Rock formations inside the caves
White silica covering the walls of the caves of Black Island


A long ridge of white sand sheen like genuine ivory about to be seized by huge black claws that froze just in time. From the top of the cliffs, the rich greenery seems to overflow to the base. From right here the beach slopes steeply, as if the gods who produced it all of a sudden stop in the middle as well as disposed all the grains without spreading it out evenly. Yet, it carefully slides under the waves. It’s a broad as well as pleased playground for the beach lover.

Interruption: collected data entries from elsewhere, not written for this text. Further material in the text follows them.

PR #703, opened 2026-04-07
Bump oxide.go to latest.

jmcarp:
Bump the sdk to latest to capture changes in nexus. This pulls in a breaking change: the external subnet resource's prefix_len is renamed to prefix_length. We add a quick state migration to stay in sync with the upstream api.

-----

### Pull request checklist


sudomateo (approved):
This looks good to me!

lgfa29 (changes requested):
Sorry you went through a state migration path, but I think we need to handle this change differently.

PR #732, opened 2026-04-08
misc: repository refactor phase 1

sudomateo:
Refactored the repository according to phase 1 from SSE-266.

* Created the `internal/provider/shared` package and moved `utils.go` and `planmodifiers.go` within, exporting the necessary identifiers for use by other packages.

* Exported identifiers in `testutils.go` for use by other packages.

Part of SSE-266.

### DIFF
--- a/internal/provider/shared/utils.go
+++ b/internal/provider/shared/utils.go
@@ -2,7 +2,7 @@
 // License, v. 2.0. If a copy of the MPL was not distributed with this
 // file, You can obtain one at https://mozilla.org/MPL/2.0/.
 
-package provider
+package shared
 
 import (
 	"net"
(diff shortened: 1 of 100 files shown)


internal/provider/shared/utils.go
```diff
@@ -15,45 +15,43 @@ import (
 	"github.com/oxidecomputer/oxide.go/oxide"
 )
 
-// replaceBackticks replaces ” with `. It can be used to defined codeblocks in
+// ReplaceBackticks replaces " with `. It can be used to defined codeblocks in
```
sudomateo: This should change back to the smart quote because `go fmt` turns `''` into `”`. 

```suggestion
// ReplaceBackticks replaces ” with `. It can be used to defined codeblocks in
```

lgfa29 (approved):
LGTM! 

Kind of unfortunate that git lost track of history from `testutils.go` to `sharedtest.go`, but git works in mysterious ways, and this is not a very important file to keep track of changes.

sudomateo:
Thanks @lgfa29! Going to merge this after we release the R19 compatible release of Terraform.

lgfa29 (approved):

PR #745, opened 2026-04-14
ci: enable `goimports` lint

lgfa29:
Lint `import` blocks to follow `goimports` rules.

Also remove depracted `golangci.yaml` file.


jmcarp (approved):
Nice, 🚢

PR #746, opened 2026-04-16
Bump oxide.go and use errors.Is.

jmcarp:
Use improved error handling in oxide.go to check structured error codes rather than substring matches.

This turned out to be a minimal change because we really only care about 404s here so far, and already have a wrapper for that check.


sudomateo:
Closing this. We will switch to the error types as we work on the provider.

PR #747, opened 2026-04-16
misc: explicit resource and data source model types

sudomateo:
Updated the model types to be explicit for each resource and data source. Since a given resource and data source now live in the same package, they can conflict on model type names, though it's unlikely. In fact, a case could be made to consolidate models for a resource and data source but that's not a concern for this patch.

This patch ensures the model type for a resource is named `ResourceModel` and the model type for a data source is named `DataSourceModel`. Then, each field for a model that uses a struct type is named with a `ResourceModel` or `DataSourceModel` suffix to show that the field belongs to the resource or data source.

Relates to SSE-266.

### DIFF
--- a/internal/provider/address_lot/datasource.go
+++ b/internal/provider/address_lot/datasource.go
@@ -26,7 +26,7 @@ type DataSource struct {
 }
 
 type DataSourceModel struct {
-	Blocks       []DataSourceBlockModel `tfsdk:"blocks"`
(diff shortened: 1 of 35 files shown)


lgfa29 (approved):
This reads much better, thanks!

Similar to #748, I would like to wait until CI is fixed to merge, just in case.

lgfa29:
Rebasing to get #750

PR #750, opened 2026-04-20
ci: update and fix tests

lgfa29:
Fix acceptance tests to handle the new project structure.
  - Test all packages by default instead of just `internal`.
  - Collect `terraform.log` files from all packages.
  - Fix subnet assignment to isolate subnet generation per test. The shared `NextSubnetCIDR()` helper now has new state per package.
  - Remove Python dependency cache warning.

Fix and update unit tests.
  - Download Terraform explicitly instead of relying on auto-download. This removes failures in case the Terraform Framework can't find Terraform or if Checkpoint is down. Currently tests are failing with the error `failed to find or install Terraform CLI from [0xc00024e100 0xc00016f560]: unable to verify checksums signature: openpgp: key expired`, maybe because of https://discuss.hashicorp.com/t/hcsec-2026-03-hashicorp-gpg-key-72d7468f-update/77237.
  - Test using OpenTofu.
  - Upload results to TestRail.

### DIFF
--- a/Makefile
+++ b/Makefile
@@ -18,7 +18,7 @@ endif
 
 # Acceptance test variables
 TEST_ACC_COUNT ?= 1
-TEST_ACC ?= github.com/oxidecomputer/terraform-provider-oxide/internal/provider
+TEST_ACC ?= github.com/oxidecomputer/terraform-provider-oxide/internal/...
 TEST_ACC_NAME ?= TestAcc
 TEST_ACC_PARALLEL = 6
 TEST_ACC_OMICRON_BRANCH ?=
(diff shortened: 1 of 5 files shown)


Makefile
```diff
@@ -18,7 +18,7 @@ endif
 
 # Acceptance test variables
 TEST_ACC_COUNT ?= 1
-TEST_ACC ?= github.com/oxidecomputer/terraform-provider-oxide/internal/provider
```
sudomateo, line 21: Sorry about this!

sudomateo (approved):

Makefile
lgfa29: No worries! I'm more concerned about CI passing when all tests are skipped 😅 

But I will investigate this later.

PR #751, opened 2026-04-22
Update provider attribute docs to match openapi.

jmcarp:
Our resource attribute descriptions are generally very similar to the corresponding field descriptions in openapi. Sometimes, these descriptions diverge over time. This patch reconciles attribute descriptions for the instance resource, and adds a skill to reconcile descriptions in the future. We propose this as a skill for an agent rather than a deterministic program because descriptions *should* diverge between provider and openapi when behavior differs, or when we can't map provider to openapi 1:1.

-----

### Pull request checklist

### DIFF
--- a/.agents/skills/sync-schema-descriptions/SKILL.md
+++ b/.agents/skills/sync-schema-descriptions/SKILL.md
@@ -1,0 +1,208 @@
+---
+name: sync-schema-descriptions
+description: |
+  Sources Terraform schema descriptions from the pinned oxide.go SDK's Go doc
+  comments, which already mirror the OpenAPI spec. Adapts the text to the TF
+  surface (translating reshaped attribute names, clarifying NameOrId inputs,
+  trimming API-internal paragraphs, and reconciling any divergence between
+  provider and API default behavior) so the descriptions stay accurate and
+  aligned with the version of the SDK the provider actually calls into.
+---
+
+# Sync Schema Descriptions
+
+## Overview
+
+Terraform schema `Description` / `MarkdownDescription` strings are hand-written
+and drift from the canonical descriptions in the OpenAPI spec. The oxide.go
+SDK, pinned via `go.mod`, has the same descriptions baked into Go doc comments
+on each field. This skill walks through sourcing the right description,
+adapting it, and applying the change.
+
+Not every TF attribute maps 1:1 to a single SDK field (e.g. TF's `boot_disk_id`
+corresponds to the SDK's richer `boot_disk`), so blind copying is wrong. The
+skill codifies the adaptation process rather than automating it blindly.
+
+## Workflow
+
+### 1. Resolve the SDK source
+
+    go list -m -f '{{.Dir}}' github.com/oxidecomputer/oxide.go
+
+Descriptions live in `<dir>/oxide/types.go`. Do not use a local checkout of
+the SDK, which might not match the pinned version.
+
+### 2. Identify scope
+
+The user will usually ask about one attribute (e.g. `instance.ssh_public_keys`),
+a whole resource, or all resources. For each in-scope attribute, work through
+steps 3–8.
+
+### 3. Locate the TF attribute
+
+In `internal/provider/<resource>/resource.go` (or `data_source.go`), find the
+schema block and note the current `Description` / `MarkdownDescription`. Find
+the TF model struct field via its `tfsdk:"<attr_name>"` tag.
+
+Do not touch schema-version-compat files (`resource_v0.go`, `resource_v1.go`,
+…). They represent frozen prior schemas kept for state upgrades; descriptions
+there are not rendered to current docs, so the files should stay as they
+were when that version shipped.
+
+### 4. Find the matching SDK field
+
+**Input attributes (set in Create/Update):** grep the Create method for the
+model field. You'll see a line like `params.Body.SshPublicKeys = ...`. The SDK
+struct is the type of `params.Body` (e.g. `oxide.InstanceCreate`); the SDK
+field is the LHS accessor.
+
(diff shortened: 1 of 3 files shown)


internal/provider/instance/resource.go
```diff
@@ -311,12 +311,12 @@ This resource manages instances.
 			},
 			"disk_attachments": schema.SetAttribute{
 				Optional:            true,
-				MarkdownDescription: "IDs of the disks to be attached to the instance. When multiple disk IDs are provided, set `boot_disk_id` to specify the boot disk for the instance. Otherwise, a boot disk will be chosen randomly.",
+				MarkdownDescription: "Names or IDs of the disks to be attached to the instance. The order of this list does not guarantee a boot order for the instance. When `boot_disk_id` is specified it will count against the disk attachment limit.",
```
lgfa29: > When `boot_disk_id` is specified it will count against the disk attachment limit.

This new sentence sounds a little weird to me. Does this mean the `boot_disk_id` will count twice since it's required to be added to this list? I think this would make sense if we stopped requiring the `boot_disk_id` to be add here, but that's not the case right now.

internal/provider/instance/resource.go
```diff
@@ -288,12 +288,12 @@ This resource manages instances.
 			},
 			"anti_affinity_groups": schema.SetAttribute{
 				Optional:    true,
-				Description: "IDs of the anti-affinity groups this instance should belong to.",
+				Description: "Names or IDs of the anti-affinity groups this instance should belong to.",
```
lgfa29: I guess that's the case, but out of curiosity, have you checked if this is actually true? I think I (and our test suite) usually only exercise passing IDs.

internal/provider/instance/resource_v0.go
lgfa29, line 1: It shouldn't really matter, but I would prefer to keep these files (v0 and v1) intact since they're kind of a snapshot of the resource schema from the time the migration was created.

internal/provider/instance/resource.go
jmcarp: Yep, I actually noticed this error in the docs while working on the CAPI provider.

internal/provider/instance/resource_v0.go
jmcarp: Reverted.

internal/provider/instance/resource.go
jmcarp: I take it back! NameOrId "works", except that it also causes infinite spurious diff/recreate on subsequent applies. Wrote this up in #752, but I'm going to update the skill and generated docs to use ids only for now.

.agents/skills/adapt-api-desc/SKILL.md
```diff
@@ -0,0 +1,171 @@
...
+
+### 3. Locate the TF attribute
+
+In `internal/provider/<resource>/resource.go` (or `data_source.go`), find the
+schema block and note the current `Description` / `MarkdownDescription`. Find
+the TF model struct field via its `tfsdk:"<attr_name>"` tag.
+
+If the resource has schema-version-compat files (`resource_v0.go`,
+`resource_v1.go`, …), the same description is duplicated there; plan to update
+all copies.
```
lgfa29: I think we don't want to update all copies?
https://github.com/oxidecomputer/terraform-provider-oxide/pull/751#discussion_r3127212889

.agents/skills/adapt-api-desc/SKILL.md
```diff
@@ -0,0 +1,171 @@
...
+needs a hand-written description, which is outside this skill's scope.
+Surface the gap to the operator. Never copy text from a TF sibling
+(`v4` → `v6`, `ephemeral` → `floating`, etc.) and pass it off as adapted; it
+is still hand-written, just plagiarized.
+
+**a. Translate field-name references.** If the comment references an API field
+name that differs in TF (e.g. "set the `boot_disk` attribute"), rewrite it to
+the TF name (`boot_disk_id`). Same for any other cross-referenced field.
+
+**b. `NameOrId` phrasing — use "ID", not "name or ID".** The API accepts both
```
lgfa29: Does this need to be "name OR ID"? For example, this attribute should still use name, even though I believe this is `NameOrId` in the SDK.

https://github.com/oxidecomputer/terraform-provider-oxide/blob/18a8c8700a91f40bd9e50548b73a48b3b3e49b02/internal/provider/project/datasource.go#L75

.agents/skills/sync-schema-descriptions/SKILL.md
```diff
@@ -0,0 +1,171 @@
...
+- information already encoded by the TF schema (e.g. defaults — TF renders
+  those separately)
+
+Keep paragraphs describing user-visible behavior: accepted value forms,
+interactions with other attributes. Paragraphs about omission/defaults need
+verification first — see rule (e).
+
+**d. Preserve TF-specific additions.** If the current TF description contains
+information that isn't in the SDK (e.g. cross-refs to other TF attrs, validator
+behavior), keep it — it usually reflects provider logic that doesn't exist at
```
lgfa29, line 130: In addition to keep existing TF-specifc information, should the agent look to _update_ things as well? For example, fields that have validators that are currently undocumented.

lgfa29 (approved):
Some minor comments, mostly double-checking what the agent would/should do in some cases.

.agents/skills/adapt-api-desc/SKILL.md
jmcarp: Yep, updated the skill.

jmcarp:
I want to do more thinking about when this runs and whether we want to apply it to more resources, but I'm happy with this as a first pass, and I believe all comments are addressed. Merging.

PR #753, opened 2026-04-23
Test examples.

### LINKED ISSUE #392: Update examples to cover common use cases

jmcarp:
Our examples are useful, but become stale over time. This patch treats each example config file as an acceptance test, verifying that we can apply the config without errors. We also make changes to cause some of the examples to become applicable, since many aren't: pre-creating shared resources in scripts/acc-test-setup.sh, referring to resources using data sources rather than hard-coded ids, and fixing occasional bugs in the provider or examples.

Don’t keep the beach waiting!
See exactly how broad that beach is. ideal for all type of beach activities. (Not what you’re thinking!)
With a snorkel as well as a water resistant video camera in hand, I rushed to the water as soon as we emerged from the caves. It was high midday however my thirst for a sprinkle was drowning my worry of the severe sun. I zoomed across the tickling sand as well as dipped my deal with in the water for a look at some parts of the sunken ship that had been washed ashore. It seemed like I wasn’t the only one ignoring the solar threats. My blog writer buddy Mica was already enjoying the view beneath when I shown up as well as on the other end of the stretch was a group of foreign travelers floating around the rich snorkeling site just meters away from the shoreline.

Part of the ship that sank near Black Island
That’s attractive Mica of
Also called Malajon Island, Black Island earns its name from the dark-colored karst cliffs that stand tall at the center of the island. Their feet are worshipped by the broad bed of glittering white sand, one of the finest I have seen, which is teased continuously by the azure water. The beach is soft as well as supple, lutande såväl som brant, eventuellt formad av vindens konstfulla händer såväl som vågorna. Inte extremt långt från stranden är en korallträdgård såväl som mitt i den, ett av de fartyg som sänktes under andra världskriget. Svart kanske inte är ett inbjudande ett namn för en ö men detta paradis har vad en strandbum kan begära såväl som mer. Just här i Busuanga är Black den nya vita.

Hur man kommer dit: Black Island är vanligtvis en del av Calauit Island -resor som kan bokas i Busuanga och Coron. Dagsutflykter från Coron genom en resebyrå/researrangör kostar cirka P2300 per huvud. Om du är en enorm grupp kan du chartera en personlig båt för P7500 för 1-4 PAX eller P9000 för 5-8 PAX.